Stringfellow T D, Majed A, Higgs D
Shoulder and Elbow Unit, Royal National Orthopaedic Hospital NHS Trust, Brockley Hill, Stanmore, Middlesex, HA7 4LP, London, UK.
University College London, Institute of Orthopaedics and Musculoskeletal Science, Brockley Hill, Stanmore, Middlesex, HA7 4AP, London, UK.
J Clin Orthop Trauma. 2024 Aug 24;56:102520. doi: 10.1016/j.jcot.2024.102520. eCollection 2024 Sep.
Evidence for management of shoulder periprosthetic joint infection (PJI) has traditionally originated from the hip and knee literature. The differing microbiome, anatomy and implants used in the shoulder mean this evidence is not always directly transferrable. The 2018 Philadelphia International Consensus Meeting for the first-time produced evidence-based guidelines and diagnostic criteria relating specifically to PJI of the shoulder. These guidelines and criteria recognize the pathogenicity of lower virulence organisms in the shoulder which often means clinical presentation is less obvious than other joints. The role of Cutibacterium in shoulder PJI is the subject of increasing basic science and clinical research and advances in microbiological research may help to understand the pathology behind shoulder infections. There is new evidence that outcomes after revision shoulder arthroplasty are dependent on the virulence of the causative organism. An individualised approach to treatment considering host factors, organism, soft tissues and bone stock is recommended. Debate continues in the literature regarding the indications of one- or two-stage revision and the latest evidence is discussed and synthesized in this review article. We advocate careful multidisciplinary team decision making for cases of shoulder PJI and recognize a limited role for debridement and implant retention in acute shoulder PJI (<6 weeks). There appears to be a role for one-stage revision in lower risk cases with low virulence organisms but caution against its' universal adoption. In higher risk or complex cases, there remains a clear role for two-stage revision arthroplasty, and we detail the specifics of this protocol and procedure from our tertiary shoulder and elbow unit.

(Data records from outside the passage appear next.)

PR #449, opened 2024-04-10
Don't tear down all server threads on SIGHUP

### LINKED ISSUE #389: DNS requests timeout
I am using podman as a docker replacement on our gitlab-runner host. I have a 40 containers concurrency limit and when I start my tests, I get DNS resolution errors.

Testing environment:
- 16 vCPUs
- 24GB memory
- CentOS 9 stream
- podman 4.6.1-5.
- slirp4netns: slirp4netns-1.2.2-1.el9.x86_64
- aardvark-dns: aardvark-dns-1.7.0-1.el9

While running tests, I get random dns resolution fail errors inside containers (actual host replaced with host.example.tld):
```
Example 1:
Cloning into 'spec/fixtures/modules/yumrepo_core'...
ssh: Could not resolve hostname host.example.tld: Temporary failure in name resolution
fatal: Could not read from remote repository.
Please make sure you have the correct access rights
and the repository exists.

Example 2:
$ bundle install -j $(nproc)
Fetching gem metadata from https://host.example.tld/nexus/repository/GroupRubyGems/..
Fetching gem metadata from https://host.example.tld/nexus/repository/GroupRubyGems/..
Could not find gem 'beaker (~> 5)' in any of the gem sources listed in your

Example 3:
Initialized empty Git repository in /builds/puppet/freeradius/.git/
Created fresh repository.
fatal: unable to access 'https://host.example.tld/puppet/freeradius.git/': Could not resolve host: host.example.tld
Cleaning up project directory and file based variables
```

This does not happen in every container, it's sporadic and random. If I switch back to `cni` backend, it works without errors.

I tried running up to 8 containers and flooding the dns server with dns lookups, but I could not get a DNS resolution error. Will try to ramp that up to 30-40 and see if I can reproduce.

If anyone has an idea how to debug this, I will gladly look into it if my knowledge allows me.

kyrias:
Instead we parse the new config, replace the in-memory configuration state, stop all old threads for IPs which are no longer in the configuration, and start any new ones for IPs which were added.

Resolves #389.

### DIFF
--- a/src/server/serve.rs
+++ b/src/server/serve.rs
@@ -2,27 +2,34 @@ use crate::backend::DNSBackend;
 use crate::config;
 use crate::config::constants::AARDVARK_PID_FILE;
 use crate::dns::coredns::CoreDns;
+use arc_swap::ArcSwap;
 use log::{debug, error, info};
 use signal_hook::consts::signal::SIGHUP;
 use signal_hook::iterator::Signals;
+use std::collections::HashMap;
+use std::collections::HashSet;
 use std::fs;
+use std::hash::Hash;
 use std::net::IpAddr;
 use std::net::Ipv4Addr;
+use std::net::Ipv6Addr;
 use std::sync::Arc;
+use std::sync::OnceLock;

传统上,肩关节假体周围感染(PJI)的管理证据来源于髋关节和膝关节的文献。肩关节中不同的微生物群、解剖结构和使用的植入物意味着这些证据并非总是可以直接照搬。2018年费城国际共识会议首次制定了专门针对肩关节PJI的循证指南和诊断标准。这些指南和标准认识到肩关节中低毒力微生物的致病性,这通常意味着临床表现不如其他关节明显。痤疮丙酸杆菌在肩关节PJI中的作用是越来越多基础科学和临床研究的主题,微生物学研究的进展可能有助于理解肩部感染背后的病理。有新证据表明,翻修肩关节置换术后的结果取决于致病微生物的毒力。建议采用个体化的治疗方法,考虑宿主因素、微生物、软组织和骨量。文献中关于一期或二期翻修的适应症仍存在争议,本文对最新证据进行了讨论和综合。我们主张对肩关节PJI病例进行谨慎的多学科团队决策,并认识到清创和保留植入物在急性肩关节PJI(<6周)中的作用有限。对于低毒力微生物的低风险病例,一期翻修似乎有作用,但要谨慎对待其普遍采用。在高风险或复杂病例中,二期翻修关节成形术仍有明确作用,我们从三级肩关节和肘关节科室详细介绍了该方案和手术的具体细节。